Bill's New Frock
- First edition
- Author: Anne Fine
- Illustrator: Philippe Dupasquier
- Language: English
- Genre: Children's
- Publisher: Methuen
- Publication date: 1989
- Publication place: United Kingdom
- Media type: Print (Hardcover)
- Pages: 96
- ISBN: 0-416-12152-7

= Bill's New Frock =

1989 children's book by Anne Fine

Bill's New Frock is a fiction book for younger readers, written by Anne Fine and illustrated by Philippe Dupasquier. First published in 1989, and reissued in 2002, it concerns a young boy, Bill Simpson, who wakes up one morning to find he has transformed into a girl. Now forced to go to school in a pink dress, Bill discovers one of the worst days in his life is about to unfold. Baffled by the way things are just different for girls, Bill falls headlong into trouble. The book was adapted into a television special, which first aired on 6 June 1998.

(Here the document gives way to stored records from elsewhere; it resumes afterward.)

PR #1098, opened 2022-08-05
Use jest for template testing

### LINKED ISSUE #873: use jest for template testing instead of custom script
The current way of running these tests with a js script isn't very effective and making it hard to debug this efficiently.

pileks:
Resolves #873 

Now using jest harness to run the test commands.

Tests are still run using `child_process`, but we're now using the `exec` function within a promise which returns an `Error` object on failure, which we can assert.

The scaffolding has been kept pretty much the same, as it seems to do a decent job of it.

We could move to a more explicit scaffolding solution (specify commands for each template individually) if we'd like to.


packages/templates/tests.spec.ts
```diff
@@ -0,0 +1,103 @@
...
+
+describe("Templates", () => {
+  const rootDir = __dirname;
+
+  // Mapping of all project types (app, plugin, etc) to all supported languages
+  const projectLanguages: Record<string, string[]> = {};
+
+  // Define the commands to run for each language
+  const languageTestCommands: Record<string, string[]> = {
+    typescript: ["yarn build", "yarn test"],
```
Niraj-Kamdar: How about making key-value pair of command name to actual command so that we can use command name instead of whole command as test title in jest.

Ex: {build: "yarn build", "test": "yarn test"}, etc.

Niraj-Kamdar (changes requested):
I believe there shouldn't be any issue regarding workflow tests in CI now. so we can enable it. make sure it's passing locally though.

packages/templates/tests.spec.ts
pileks: Funny thing is that it was passing locally with a smaller timeout... 😄

I agree with the naming strategy.

packages/templates/tests.spec.ts
```diff
@@ -0,0 +1,106 @@
...
+    },
+    "typescript-react": {
+      // Uncomment when the helloworld wrapper has been deployed to polywrap.eth
+      // build: "CI=false yarn build"
+    },
+    assemblyscript: {
+      // Workflow tests fail in CI because cuelang is not installed
+      build: "yarn build",
+      test: "yarn test:e2e",
+      // "yarn test:workflow"
```
Niraj-Kamdar: remove this test:workflow, e2e will include it anyway

packages/templates/tests.spec.ts
```diff
@@ -0,0 +1,106 @@
...
+  const rootDir = __dirname;
+
+  // Mapping of all project types (app, plugin, etc) to all supported languages
+  const projectLanguages: Record<string, string[]> = {};
+
+  // Define the commands to run for each language
+  const languageTestCommands: Record<string, Record<string, string>> = {
+    typescript: { build: "yarn build", test: "yarn test" },
+    "typescript-node": {
+      // Uncomment when the helloworld wrapper has been deployed to polywrap.eth
```
Niraj-Kamdar: I don't think we need it deployed to polywrap.eth, we can just redirect it to the current uri. (i.e. ens/goerli/hello.as.demos.wraplib.eth)

Niraj-Kamdar (changes requested):

packages/templates/tests.spec.ts
pileks: @Niraj-Kamdar Goerli was giving me some trouble, so I decided to use the hello-world wrapper deployed on `mainnet` via @nerfZael's wrappers.io.
Address is `ens/helloworld.polytest.eth`.

packages/templates/tests.spec.ts
```diff
@@ -0,0 +1,100 @@
...
+
+  // for each project + language
+  for (const projectType of Object.keys(projectLanguages)) {
+    for (const language of projectLanguages[projectType]) {
+      // run the test commands at commands[language]
+      let commands = languageTestCommands[language];
+
+      // if nothing exists, try to match language as a substring
+      if (!commands) {
+        for (const testLanguage of Object.keys(languageTestCommands)) {
```
Niraj-Kamdar: Instead of this pattern:
```ts
for (x) {
  for (y) {
   test (`${x} {y}`) {
}
}
}
```

use following for better test hierarchy:
```ts
for (x) {
 test(x) {
  for(y) {
   test(y) {}
}
}
}
```

Niraj-Kamdar (changes requested):

packages/templates/tests.spec.ts
```diff
@@ -55,46 +55,48 @@ describe("Templates", () => {
   // for each project + language
   for (const projectType of Object.keys(projectLanguages)) {
     for (const language of projectLanguages[projectType]) {
-      // run the test commands at commands[language]
-      let commands = languageTestCommands[language];
+      describe(`${projectType}/${language}`, () => {
+        // run the test commands at commands[language]
+        let commands = languageTestCommands[language];
```
Niraj-Kamdar: sorry for being too pedantic but why don't we have `for...describe...for...describe` instead

Niraj-Kamdar (changes requested):

packages/templates/tests.spec.ts
Niraj-Kamdar: My reasoning is that it would be much easier to execute the selected tests if we have proper hierarchy. 
`jest -t "projectType"` would execute every project type and `jest -t "projectType language"` would execute project with the specified language

pileks: Heheh, it's alright, and we can go with that!

Niraj-Kamdar (approved):
Thanks! LGTM!

cbrzn (approved):

PR #1100, opened 2022-08-09
add manifest schema for workflow file

### LINKED ISSUE #970: add manifest schema for workflow file

fetsorn:
Resolves #970.
The Uri field in the workflow script has type `any` so that it is compatible with core's `TUri extends URI | String` type.


cbrzn (commented):
I think it would make sense not to create a new package for the workflow manifest but rather, to add it to the `wrap` manifests (will live along with Abi). Since IIRC we are making the workflow a part of the WRAP protocol

packages/manifests/workflow/formats/workflow/0.1.json
```diff
@@ -0,0 +1,85 @@
...
+  "id": "PolywrapWorkflow",
+  "type": "object",
+  "additionalProperties": false,
+  "required": [
+    "format",
+    "name",
+    "schema",
+    "language"
+  ],
+  "required": ["format", "name", "jobs"],
```
Niraj-Kamdar: Remove redundant properties

packages/js/manifests/workflow/src/formats/workflow/index.ts
```diff
@@ -0,0 +1,33 @@
+/* eslint-disable */
+/**
+ * This file was automatically generated by scripts/manifest/index-ts.mustache.
+ * DO NOT MODIFY IT BY HAND. Instead, modify scripts/manifest/index-ts.mustache,
+ * and run node ./scripts/manifest/generateFormatTypes.js to regenerate this file.
+ */
+
+import {
+  PolywrapWorkflow as PolywrapWorkflow_0_1
```
Niraj-Kamdar: Add PolywrapJobs here as we discussed and export it from here

packages/js/manifests/workflow/src/index.ts
```diff
@@ -0,0 +1,3 @@
+export * from "./formats";
+export * from "./deserialize";
+export { Jobs } from "./formats/workflow/0.1"
```
Niraj-Kamdar: Instead of this, it should be exported from the formats

packages/js/manifests/workflow/README.md
```diff
@@ -0,0 +1,3 @@
+# @polywrap/polywrap-manifest-types-js
```
Niraj-Kamdar: this should be `workflow-manifest-types-js`

packages/js/manifests/workflow/package.json
```diff
@@ -0,0 +1,43 @@
+{
+  "name": "@polywrap/workflow-manifest-types-js",
+  "description": "Polywrap Manifest TypeScript Typings",
```
Niraj-Kamdar: Polywrap -> Workflow

Niraj-Kamdar (changes requested):
LGTM once the requested changes are addressed

Niraj-Kamdar (dismissed):

Niraj-Kamdar:
@fetsorn Can you fix the conflicts so we can get this merged and then would be able to merge the `polywrap.test.yaml` PR.

Niraj-Kamdar (dismissed):

PR #1130, opened 2022-08-10
[DRAFT] Added `setPlugin` method, allowing client users to replace or add a plugin at runtime

krisbitney:
usage:
```typescript
client.setPlugin({
  uri: "wrap://ens/ethereum.polywrap.eth",
  plugin: ethereumPlugin({ ... }),
});
```

closes https://github.com/polywrap/monorepo/issues/1089


krisbitney:
After discussion, we determined it is better to keep the client config immutable for now. Replaced by: https://github.com/polywrap/monorepo/pull/1143

PR #1133, opened 2022-08-11
Allow user to get plugin config from client

### LINKED ISSUE #839: allow user to get plugin configs from the client or Web3ApiClientConfig object

pileks:
Closes #839
The implementation fetches the plugin config by calling its factory function within the PluginPackage and extracting the config from the resulting object.


krisbitney:
It seems expensive to construct a plugin instance to get the config. What are the pros and cons of changing the `PluginPackage` type to include a pointer to the config?

```
export type PluginPackage<TConfig> = {
  factory: () => PluginModule<TConfig>;
  manifest: PluginPackageManifest;
  config: TConfig;
};
```

pileks:
@krisbitney The main con that came to mind when looking at this issue was that we would need to trust the developer that their implementation of the PluginFactory for their plugin actually assigns the config being used by the plugin to that field (or assigns it at all).
This does sound like something we could enforce though, so it could be considered a moot point. 😄

My main issue in general here has to do with the recent work of moving away from plugin configs and placing any configuration into Env. I have actually recently worked on an issue that's related to this: https://github.com/polywrap/monorepo/pull/1060

The question of "how much time we want to spend on this?" kind of comes to mind, and whether we are really moving away from configs into envs, making even my implementation obsolete at one point in the future. And in any case, do we foresee that we'll be using this `getConfig` often enough to warrant us making these significant changes in order to be able to fetch the config of a plugin.

I'm sure that I'm missing something important when considering all of this and I'd love to chat regarding this so feel free to hit me up on Discord and we'll come up with something smart!

krisbitney:
All of that makes sense. Thanks!

packages/js/client/src/PolywrapClient.ts
```diff
@@ -171,6 +172,16 @@ export class PolywrapClient implements Client {
     );
   }
 
+  @Tracer.traceMethod("PolywrapClient: getPluginConfig")
+  public async getPluginConfig<TUri extends Uri | string>(
+    uri: TUri,
+    options: GetPluginConfigOptions = {}
```
cbrzn: Since we are using options to interact with the `getPlugin` function, I think it would make sense to re-use the already existing type `GetPluginOptions`

nerfZael:
I don't think this feature makes sense, since we are trying to phase out plugins from the client
Even if it did, why not do `client.getPlugin()` then get the config from there? 

On your point of moving from configs to envs, that's not completely true, configs can do what envs can not (e.g. pass objects by reference) so they will always have their place.

dOrgJelli:
I agree with Jure, I think we should instead just expose a helper `client.getPlugin(uri)` method.

dOrgJelli (changes requested):
comment above

Niraj-Kamdar (dismissed):

dOrgJelli (dismissed):

PR #1135, opened 2022-08-11
Client config builder methods

### LINKED ISSUE #1122: Client config builder

pileks:
Closes #1122 

Possible future tasks:

- [ ] `PolywrapClient` probably shouldn't know about `ClientConfigBuilder` and shouldn't know about `defaults`. Add issue?
  - Should remove the `noDefaults` option within the constructor
  - PolywrapClient should just apply the config it's provided, not modify/add to it upon construction
  - Good separation of concerns, simpler client code.

Initial set of the ClientConfigBuilder methods.

Methods implemented:

### Plugin methods

```typescript
addPlugin(uri: string, plugin: PluginPackage)
```
Adds specified `plugin` registered under the `uri`. If a plugin already exists, overwrites it.

```typescript
removePlugin(uri: string)
```
Removes the plugin registered under the `uri`.

### Env methods
```typescript
addEnv(uri: string, env: Record<string, unknown>)
```
Adds specified `env` registered under the `uri`. If an env is already registered under the `uri`, it performs a merge (currently using naive implementation - spread operator).

```typescript
setEnv(uri: string, env: Record<string, unknown>)
```
Adds specified `env` registered under the `uri` if none exists. Otherwise, overwrites the `env` that is already registered under the `uri`.

```typescript
removeEnv(uri: string)
```
Removes the `env` registered under the `uri` if one exists. Otherwise, does nothing.

### InterfaceImplementation methods

```typescript
addInterfaceImplementation(interfaceUri: Uri | string, implementationUri: Uri | string)
```
Adds the `interfaceImplementationUri` to the `implementations` collection for the specified `interfaceUri`. Creates the InterfaceImplementation if none exists for `interfaceUri`.

```typescript
addInterfaceImplementations(interfaceUri: Uri | string, implementationUris: Array<Uri | string>)
```
Appends all `interfaceImplementationUris` to the the `implementations` collection for the specified `interfaceUri`. Creates the InterfaceImplementation if none exists for `interfaceUri`.

```typescript
removeInterfaceImplementation(interfaceUri: Uri | string, implementationUri: Uri | string)
```
Removes the `interfaceImplementationUri` from the `implementations` collection for the specified `interfaceUri`. Removes the InterfaceImplementation if the `implementations` collection would remain empty.

### UriRedirect methods

```typescript
addUriRedirect(from: Uri | string, to: Uri | string)
```
Adds the specified UriRedirect. If an existing UriRedirect has the same `from`, overwrites it.

```typescript
removeUriRedirect(from: Uri | string)
```
Removes the specified UriRedirect.

### UriResolver methods
```typescript
addUriResolver(resolver: UriResolver)
```
Adds the specified UriResolver to the end of the `uriResolvers` collection.

```typescript
setUriResolvers(resolvers: UriResolver[])
```
Sets the `uriResolvers` collection to `resolvers`.


packages/js/client-config/src/ClientConfigBuilder.ts
```diff
@@ -67,91 +62,227 @@ export class ClientConfigBuilder {
...
+
+    return this;
+  }
+
+  removePlugin(uri: Uri | string): ClientConfigBuilder {
+    const pluginUri = toUri(uri);
+
+    const idx = this._config.plugins.findIndex((x) =>
+      Uri.equals(x.uri, pluginUri)
+    );
```
cbrzn, line 92: Would it be possible to use `find` instead of `findIndex`? I find it more readable

packages/js/client/src/createPolywrapClient.ts
```diff
@@ -71,10 +72,17 @@ export const createPolywrapClient = Tracer.traceFunc(
     }
 
     if (config) {
-      return new PolywrapClient({
-        ...config,
-        plugins: [...plugins, ...(config.plugins ? config.plugins : [])],
-      });
+      const builder = new ClientConfigBuilder().add(config);
+
+      if (plugins.length) {
```
cbrzn: Do we need to do this validation? :thinking:

pileks: Nah, not really, you're right.

This is also a helper function which I'd honestly like to get rid of 😄
While it seems useful, the config builder kind of defeats its purpose. Tests can be refactored to not use this if we choose to do so.

packages/js/client-config/src/ClientConfigBuilder.ts
pileks: I've taken the liberty of using both across the builder. Here specifically I've decided to go with `findIndex` since it's a `remove` method, and the easiest way to remove an item from an array is `splice` which requires the `index`.
Maybe you have an alternative in mind? 😄

cbrzn: Just thinking out loud, but wouldn't something like
```typescript
this._config.plugins = this._config.plugins.filter(p => !Uri.equals(p.uri, pluginUri))
```
do the job here?

dOrgJelli:
I'm onboard with all "future improvements" mentioned above!

packages/js/client-config/src/ClientConfigBuilder.ts
dOrgJelli: The `findIndex` and `splice` implementation is actually faster, since `filter` include redundant operations.

For example:
```typescript
const arr = ["a", "b", "c", "d"]

const findMe = "b";

// 2 iterations + 1 array shift (optimized)
const idx = arr.findIndex((x) => x === "b");
arr.splice(idx, 1);

// 4 iterations + 1 array reconstruction (not optimized)
arr.filter((x) => x === findMe);
```

It's also important to note that the overhead here isn't necessarily the iterations of the predicate (`===`), but rather the allocation of memory. In the case of `splice(..., 1)`, you can easily optimize this by doing a simple array shift. In the case of `filter((x) => ...)`, you cannot know what `...` is because it is arbitrary, so you cannot optimize the array's reconstruction as easily (not sure hot it's actually implemented).

dOrgJelli (approved):
:fire: :fire: :fire: :fire: :fire: :fire: :fire: :fire:

PR #1136, opened 2022-08-12
refactor workflow from core to cli

### LINKED ISSUE #1131: refactor workflow out of core into cli
Workflow logic should reside in `cli`, and the workflow type should be imported from polywrap-manifest-types-js.

fetsorn:
Based on #1100 
Resolves #1131

 - move workflow from core and client to cli
 - move workflow schema to polywrap manifest schemas


Niraj-Kamdar (commented):
Awesome work! Thanks for pushing this to completion. 

Just a minor chnage: args in wokrflow aren't a required property. for void function it can be undefined.

cbrzn (approved):
Amazing work :-D I really like this approach of `polywrap.test`

Niraj-Kamdar (approved):
Awesome! Thanks for pushing this to completion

The book has been used in United Kingdom schools to challenge gender stereotyping among primary school students. A 2002 study by the Social Science Research Unit, University of London, found evidence of children considering ‘the different treatment that boys and girls receive’, after reading the book.

In 1989, Bill's New Frock was awarded a Nestlé Smarties Book Prize in the 6 to 8 years category.